コラム 30代後半、初の“お試し同棲”を3日でギブアップした理由【婚活サバイバル・前編】

私、清葉アキ子は現在47歳、絶賛婚活中。見た目はキレイなお姉さん系。都内出身、四年制大学を卒業後、編集兼ライターの仕事をしています。38歳から始めた婚活で体験したこと、わかってきたことをSuits woman読者の皆さんにお伝えできればと思い、ここで紹介します。婚活は、まさしくサバイバルなのです……。

同棲を3日で逃げ帰った私……

ある女性誌の編集部で入稿作業を終えた深夜のこと。ずっと張りつめていたものが緩んだためだろう。さほど話をしたことがない、その場にいたアラフィフの独身女性編集者のお姉さまたちと、なんとはなしに雑談が始まった。きっかけはどんなことだったのか全く覚えていないけれど、気づいたときには結婚の話になっていた。

「結婚はしたいけれど、だれかと一緒に住むっていうのができる気がしないのよねー」。

そう49歳女性がつぶやいた。

わからなくはない。

私自身、26歳で実家を出て、もう20年以上も独りで暮らしている。30代後半、当時、結婚を前提におつきあいしていた男性の家で“お試し同棲をしてみたのだが、3日目には耐えきれず帰ってきてしまった(笑)。

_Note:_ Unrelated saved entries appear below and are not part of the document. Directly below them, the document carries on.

Issue #141, opened 2022-09-07
Wait for result before Tap on point.


misterjedu:
After launching my App, I need to tap on a specific XY location on the home screen. But the view is already tapped on the splash screen, before the home screen loads. The same happens when there is a loading screen, and you need to tap on the location after the screen is loaded.

dmitry-zaitsev:
Could you perhaps share a video recording and a yaml file that you use so that we can better understand the problem?

dmitry-zaitsev:
Closing until more context is available

Issue #138, opened 2022-09-07
[Question] Contexts, Dynamics, And Test Reports


likeSo:
Hi there! I have a few questions:

- How can I read info from the current **context**? For example:
  - Read text from label A, pass the text to text field B
  - I need some data from the network
- How can I scroll or swipe specify component? such as swipe on an image view? Or double-tap it?
- How can I customize the timeout for waiting for a component to be visible?
  - My app took a long time to launch, the maestro just assert failed. I need the maestro to wait for a few seconds more time
- How can I find a component by class or type? Not all buttons have text
- Where can I find the test report?

Thank you!

likeSo:
- An element is already visible on the screen, why is the `tapOn` command still waiting for it?
- If there is a rich text component that contains a button with text, how can I tap on it?
- Why I can't tap a tab bar item by its label?
    - There is a UITabBarItem with the title "Homepage", I can not tap it by `tapOn: "Homepage"`, either `assetVisible`
- If there are so many same texts on the screen, how can I specify the index of `tapOn`?

dmitry-zaitsev:
> How can I read info from the current context?

This is not possible yet, but we have plans to add such support. Also mentioned in #106 

> How can I scroll or swipe specify component? such as swipe on an image view? Or double-tap it?

Not available yet, but will be added. Also mentioned in #55 

> How can I customize the timeout for waiting for a component to be visible?

At the moment, this is intentionally not customizeable as timeout is already very high (~10 seconds). I would like to better understand your use case - why is loading taking so much time?

> How can I find a component by class or type? Not all buttons have text

By design, Maestro is a black box testing framework and does not know about internals of the app. Think of it as a user with an impaired vision - Maestro sees the screen the same way such a user would through accessibility hints.

> Where can I find the test report?

Maestro does not generate test reports on its own yet. Would like to hear your feedback, do you see a need for such functionality?

dmitry-zaitsev:
> An element is already visible on the screen, why is the tapOn command still waiting for it?

There is a bit of a buffer between element taps to make sure the view hierarchy is stable and not going to suddenly change again.

> If there is a rich text component that contains a button with text, how can I tap on it?

A question to ask - how would a visually impaired user discover and tap on such elements? If the view is not showing up in `maestro hierarchy`, it will also not be easily accessibly to such a suer. Hence there are 2 options:

- Make the text view clickable as a whole
- Use dedicated button component instead of a rich text

[...]

PR #3500, opened 2026-08-10
Device-core validation harness: Orchestra→router over pluggable ExecutionBackend + device-core backend + mutually-exclusive driver seam

steviec:
## Why

We want to put a new device-core execution engine in front of real customer flows and see exactly where it agrees with maestro and where it doesn't — before it replaces any part of maestro's driver. The way to do that without a big-bang rewrite: carve Orchestra into a thin router over a pluggable `ExecutionBackend`, prove the relocated legacy path is behaviorally identical to stock main (a hard gate, not a code review), then run device-core through the same seam and measure the divergence per step.

This PR is the seam plus the measurement scaffolding. It is **not** a device-core rollout — device-core today implements roughly the P0 of its ROADMAP (`connect / getById / getByText / nth / inspect / tap / assertVisible`), so a solo device-core run hits a wall early on most flows by design: it hard-fails (throws a typed `BackendUnsupportedOperation`) at the first verb it can't yet serve, rather than soft-passing and drifting off the oracle. That's the point — measure fidelity on the steps it *can* run, honestly, and get a clean wall at the first one it can't. device-core is platform-equal here (iOS and Android are peers, same code path, opt-in by env var).

It's a draft because the on-device re-gate and the fidelity run are still in flight (see Verification).

## Approach

- **Phase 1 — router.** Orchestra becomes a router; every device-touching command goes through one `ExecutionBackend` seam. Above the line: flow control, variables, artifacts, reporting. Below: selector resolution, synchronization, driver calls.
- **Phase 2 — legacy backend + hard gate.** `LegacyExecutionBackend` is a verbatim relocation of today's behavior. A zero-divergence differential gate proves it produces byte-identical per-step traces to stock main across the Android corpus.
- **Phase 3 — differential harness.** `diff_traces.py` (verdict exact, element identity exact, coords ±2px; a device-core capability gap surfaces as a typed `error` in the trace — bucketed gap/infra/divergence — not a fake pass) + one consolidated runner behind a local-or-remote executor seam + `classify.py`.
- **Phase 4 — device-core backend + a mutually-exclusive driver seam.** The substance of this PR:
  - assertVisible/notVisible verdict comes from device-core's own `inspect().actionability.visible` + resolution — not a Maestro-side screen-geometry proxy (that proxy is deleted). An owed/absent visibility signal or an ambiguous/unavailable resolution throws through as ERROR rather than fabricating a verdict.
  - The same honesty generalizes past assert: **anything device-core can't yet serve — an unsupported command, a non-routable selector, an unhonorable tap/launch modifier — hard-fails with a typed `BackendUnsupportedOperation`, never a soft decline.** The old decline→PASS→continue path fabricated passes (a modified tap silently downgraded to a centered one, reported green) and, worse, let a declined *mutating* step corrupt every measurement downstream of it. Three honest exits now: gap (`BackendUnsupportedOperation` → ERROR), real divergence (`MaestroException` → FAIL), infra (`DeviceCoreUnavailable` → ERROR). `DeviceCoreUnavailable` means infra only; owed/ambiguous visibility moved to the gap bucket.
  - `DriverKind {MAESTRO, DEVICECORE}` is decided **before any provisioning**, from the statically-known platform + `MAESTRO_DEVICECORE_ASSERT` — because Android's `UiAutomation` is a singleton and maestro's driver and device-core's can't both hold it. The old decision read a live device RPC, which needed maestro's driver already open to decide whether to use maestro's driver at all; that chicken/egg is gone.
  - `backend.close()` is wired into `runFlow`'s teardown. device-core self-provisions its on-device server in `open()` and nothing was closing it — it leaked every run; now it's stopped symmetrically. Legacy's `close()` is a no-op (the session still owns `maestro`), so this is behavior-neutral for legacy.
  - Device-log / crash capture moves behind the seam as default no-op methods. Legacy delegates to `Maestro` (identical); device-core no-ops and logs the owed gap once. The seam is now the sole device path, and `maestro` is a nullable legacy handle threaded through the CLI chain (with a `requireMaestro()` guard on the legacy-only commands that genuinely need it).
  - Provisioning is `test`-scoped: `MAESTRO_DEVICECORE_ASSERT=1 maestro test` provisions device-core **only** — no `AndroidDriver`, no `UiAutomation` claim. Every other path, and every run without the env var, is exactly stock legacy.

## Verification

**Update (hard-fail + lifecycle fix + harness consolidation).** Dropped the decline machinery for the hard-fail above; wired `backend.close()` into `runFlow`'s finally (the device-core server leak); replaced the `declined` trace field with a lifecycle-derived `error{type,message}` the differential reads to bucket gap/infra/divergence; and consolidated the Python harness into one runner behind the executor seam (Remote transport folded into the seam, triplicated remote-run bash removed, committed evidence blobs and personal paths dropped). Legacy stays byte-identical by construction — the only runtime change in `runFlow` is the added `close()`, and `error` is omitted on PASS steps, so a legacy trace is byte-for-byte what it was. **516 JVM + 66 harness tests green.**

**Update (device-core integration — pinned build, four bandaids removed).** The four `maestro-device-core` fixes this seam was waiting on have landed, so the boundary workarounds are gone and device-core is pinned to one exact build (`0.1.0-6c30d8d97a45`):

- **adb serial.** device-core resolves the target serial once at `connect()` and binds every adb path — install, forward, `am instrument` — to it, fed by `--device` → the session's `instanceId` → `TargetSelector.serial`. Dropped the harness `ANDROID_SERIAL` export; `--device` is the sole multi-device disambiguation now.
- **iOS bundleId global.** iOS resolves the foreground app on-device, so `open()` no longer sets the `devicecore.ios.bundleId` process global — deleted. The app-under-test reaches device-core per-verb as an `AppId`.
- **Typed errors (decision 0011).** `executeLaunch` consumes device-core's own `DeviceEnvError` through an exhaustive `when` instead of a `catch (Exception)` catch-all: `UnsupportedOnTarget` → gap, `TransportFailure`/`OperationFailed` → infra. A launch that fails to complete is device-core unable to serve the step, never a wrong-answer FAIL.
- **git-sha pin.** The dependency moved off the floating `-SNAPSHOT` to a commit-addressed `0.1.0-<sha>`, so each build names one exact device-core jar.

`AssertVisibleVerdict` is unchanged — the assert path is device-core's hot-core read path, already sourced from `Resolution` + `EvidenceSource`; `DeviceEnvError` covers only the device-env verbs (`launchApp`/`openLink`/`stopApp`).

On-device (local emulators, no physical devices), **without `ANDROID_SERIAL` and with a second emulator attached**:
- Android Settings (deterministic): device-core provisions + runs 7/7 steps, **7 agree / 0 diverge / fidelityGreen**, pixel-identical element centers.
- GlossGenius (a real customer app): device-core provisions + launches it, **serves an id-based `tapOn` past launch**, then a clean typed wall (`BackendUnsupportedOperation`) at `waitForAnimationToEnd` — a gap ERROR, not a crash, no false divergence.
- The typed-error path itself: a real `DeviceEnvError.OperationFailed` carrying a `CliDiagnostic.renderRepro()` maps through `mapDeviceEnvError` to `DeviceCoreUnavailable`, exactly as designed.

**526 JVM + 81 harness tests green.** iOS runs locally too: `provisionBinaries` builds green on an off-pin (newer) Xcode via the drift-allow default device-core #138 wired in (a working non-canonical dylib for local mavenLocal — the canonical/pin story is device-core #130), so no toolchain block. On the simulator, device-core's **injected-dylib launchApp PASSES** (the bundleId-global removal validated end-to-end). iOS locate exists (#133) and `connect()` self-provisions the xctest runner. The live `activeApps()`/`snapshot()` read initially threw (`Resolution.Unavailable`); device-core #141 (extraction-cache fingerprint fix) resolves that — the read now succeeds. One gap remains, device-core-side: `assertVisible("General")` resolves `Absent` -> FAIL where legacy passes, consistently on iOS 16.2 and 26.5 (not flaky) — most likely the #133 foreground/SpringBoard fallback snapshotting the wrong app (device-core's `activeApps()` breadcrumb, added in #141, is where that's confirmed). Not a regression from this PR; the pin now tracks device-core `0.1.0-1c9bdd054852`.

- **Zero-divergence gate GREEN** for the legacy relocation vs stock main (Phase 2), over the ~38-flow Android replay corpus (DoorDash, crypto.com, Amazon/one-medical, Wealthsimple, and the rest) — at the pre-hard-fail HEAD. The re-run at this HEAD is pending (below).
- **Full JVM suite green** across the seam work — including the ~60 `ArtifactsGeneratorTest` cases unchanged, which is the proof the capture-behind-seam refactor didn't move legacy behavior.
- Legacy is byte-identical **by construction**: the nullable types carry the same values on the legacy path, capture delegates to the same `Maestro` calls in the same order, and device-core is dormant without the opt-in env var.

Still pending — this is why it's a draft:
- Re-run the legacy-vs-stock gate at this HEAD. The seam touched Orchestra (now the `close()` wiring too), the runners, and the session, so I want the on-device re-proof, not just the type-level argument. A 2-3 flow smoke first, escalating only if it diverges.
- Phase 5: the device-core fidelity differential — device-core solo, per reachable step, verdict + element vs the legacy oracle, hard-failing at the first owed verb, reporting per-flow reached depth. That produces the actual "where does device-core agree with maestro" number. Starting with a handful of iOS + Android flows to shake out what the harness itself still needs.

Please poke holes — especially at the mutually-exclusive driver seam (is `test`-scoping the right containment, or should device-core eligibility be modeled more explicitly?) and at the nullable-`maestro` threading.


steviec:
We're not using the router approach anymore, closing this.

20代のときに勤めていた会社の先輩と、10年ぶりに偶然再会したのをきっかけに、結婚を前提におつき合いを開始。当初から彼は「同棲をしよう」と言っていたのだが、一緒に住む自信がなく、3年目に入っていよいよ“結婚”が現実味のある話となってきたので、“お試し”で同棲をしてみたのだが……。

決して彼をキライになったわけではない。当時の私は結構仕事を詰め込んでおり、彼とは1か月に2回会えるかどうかって感じ。朝から撮影に出かけ、夜戻ってからは執筆作業。そして早朝に編集部に原稿を納品し、その足で撮影や打ち合わせに出かける。もし撮影がないときは、家にこもってひたすら原稿を書き続ける。まさに仕事中心の生活だった。原稿に行き詰まったときにお茶を飲み、ノッて書けていれば食事もとらない。深夜はメールや電話も来ないので、集中して原稿が書けるというのもあるが、夜中の時間も使わなければ仕事は終わらなかった。

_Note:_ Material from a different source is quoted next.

PR #1582, opened 2025-04-05
Qualcomm AI Engine Direct - Fused Activation

weilhuan-quic:
1. Support Relu, ReluN1To1, Relu6, Tanh
2. If activation is not none, replace output tensor before op builder and add fused activation node after op builder.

なので、いつも睡魔に襲われたときに仮眠をする程度。ノートパソコンを抱いたまま寝てしまったこともあるし、夢の中でも原稿を打ち続け、起きたときにデスクトップが真っ白で書いたはずの原稿がどこにもなく、締め切りに間に合わないと焦って涙があふれることすらあった。

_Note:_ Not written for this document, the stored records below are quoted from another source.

PR #1751, opened 2025-04-16
Qualcomm AI Engine Direct - Reduce uint16/int16 convert time

jiunkaiy:


litert/vendors/qualcomm/core/wrappers/tensor_wrapper.cc
```diff
@@ -69,10 +69,14 @@ TensorWrapper::TensorWrapper() = default;
...
-      dimentions_{dimentions},
-      quantize_params_{quantize_params} {
+    const std::vector<std::uint32_t>& dimentions,
+    absl::string_view tensor_name)
+    : dimentions_{dimentions}, quantize_params_{quantize_params} {
+  if (tensor_name.empty()) {
+    name_ = std::to_string(id);
+  } else {
+    name_ = tensor_name;
+  }
```
weilhuan-quic: We can use both `id` and `tensor_name` like:
```
name_ = tensor_name;
name_ += "_id_" + std::to_string(id);
```

Then the user of `TensorWrapper` can see the effect of the argument they provide.

litert/vendors/qualcomm/core/tensor_pool.h
```diff
@@ -24,12 +25,14 @@ class TensorPool {
   TensorWrapper& CreateInputTensor(
       Qnn_DataType_t data_type,
       const QuantizeParamsWrapperVariant& quant_params,
-      const std::vector<std::uint32_t>& dimentions);
+      const std::vector<std::uint32_t>& dimentions,
+      absl::string_view tensor_name);
```
weilhuan-quic, line 29: Nit: add comments to indicate why we only need to provide `tensor_name` for input and output tensor. And let me open a internal ticket to support readable tensor name for all tensor types.

litert/vendors/qualcomm/core/utils/miscs.cc
```diff
@@ -16,13 +34,25 @@ void ConvertDataFromInt16toUInt16(absl::Span<const std::int16_t> src,
...
+#else
+  for (auto& data : src) {
+    data += kUint16ZeroPoint;
+  }
+#endif
+}
+
+void ConvertDataFromUInt16toInt16(absl::Span<std::uint16_t> src) {
+#ifdef __ANDROID__
+  neon_xor(reinterpret_cast<std::uint16_t*>(src.data()), src.size());
```
weilhuan-quic: I think we don't need `reinterpret_cast` here.

litert/vendors/qualcomm/dispatch/litert_dispatch_invocation_context.cc
```diff
@@ -263,10 +263,14 @@ Expected<void> LiteRtDispatchInvocationContextT::AttachBuffer(
 
 Expected<void> LiteRtDispatchInvocationContextT::Execute() {
   for (int i = 0; i < inputs_.size(); ++i) {
+    if (strncmp(inputs_[i].GetName(), "kv_cache", 8) == 0) {
```
weilhuan-quic: If `GetName` return a `absl::string_view`, we can use its member function `starts_with`. I think it is more readable and reilable..

litert/vendors/qualcomm/core/wrappers/tensor_wrapper.cc
jiunkaiy: Changed to `name_ = std::string(tensor_name) + "_id_" + std::to_string(id);` Thanks!

litert/vendors/qualcomm/core/tensor_pool.h
jiunkaiy: I have added some comments. Thanks.

litert/vendors/qualcomm/core/utils/miscs.cc
jiunkaiy: I have changed all data conversion between int16 anb uint16 to the new function `ToggleMsb`.

litert/vendors/qualcomm/dispatch/litert_dispatch_invocation_context.cc
jiunkaiy: I can't apply `starts_with` even with `absl`. This is a feature introduced in C++20.
For now, I will continue using `strncmp` to maintain low comparison overhead.

litert/vendors/qualcomm/core/utils/miscs.h
```diff
@@ -31,11 +34,30 @@ float Dequantize(const T val, const float scale, const int32_t zero_point) {
...
-                                  std::vector<std::uint16_t>& dst);
-
-void ConvertDataFromUInt16toInt16(absl::Span<const std::uint16_t> src,
-                                  std::vector<std::int16_t>& dst);
+template <typename T>
+using EnableIfInt16OrUint16Ptr = std::enable_if_t<
+    std::is_same_v<T, int16_t*> || std::is_same_v<T, uint16_t*>, bool>;
+// Converts data between quantized UINT16 and INT16 formats.
+template <typename T, EnableIfInt16OrUint16Ptr<T> = true>
+void ToggleMsb(T src, size_t tensor_size) {
```
weilhuan-quic: I guess `Msb` means most significant bit, but it may not obvious for others.

Also change the name of the second parameter. 

```suggestion
void ToggleMostSignificantBit(T src, size_t size) {
```

weilhuan-quic (approved):

weilhuan-quic (approved):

彼が「結婚を前提に同棲をしよう」と提案してきたのは、完全にそんな私を心配したからだ。「そんなハードワークをしていると思うと、連絡がないと心配になる。一緒の家にいれば元気であることは確認できるでしょ。アキ子は自分の家にいるときと変わらず、この家を自分の家と同じような感じで暮らしていいから!」と彼は言った。

とはいえ、一緒に住んでいるのだから食事くらいは一緒に摂らねば……と考え、彼が会社から戻ってくるまでに2人分の料理を作り、夕食の時間だけはなんとか確保しようとした。が、彼は同棲に浮かれていたのだろう。もともとベタベタ好きでかまってちゃんだったのもあり、食後も私を仕事に戻してはくれなかった。

PCを開き、話を聞きながら仕事をしようとしたが、お酒を飲みながらずっと話しかけてくるし、抱きついてくるなどちょっかいを出してくるので、まったく文字が打てない。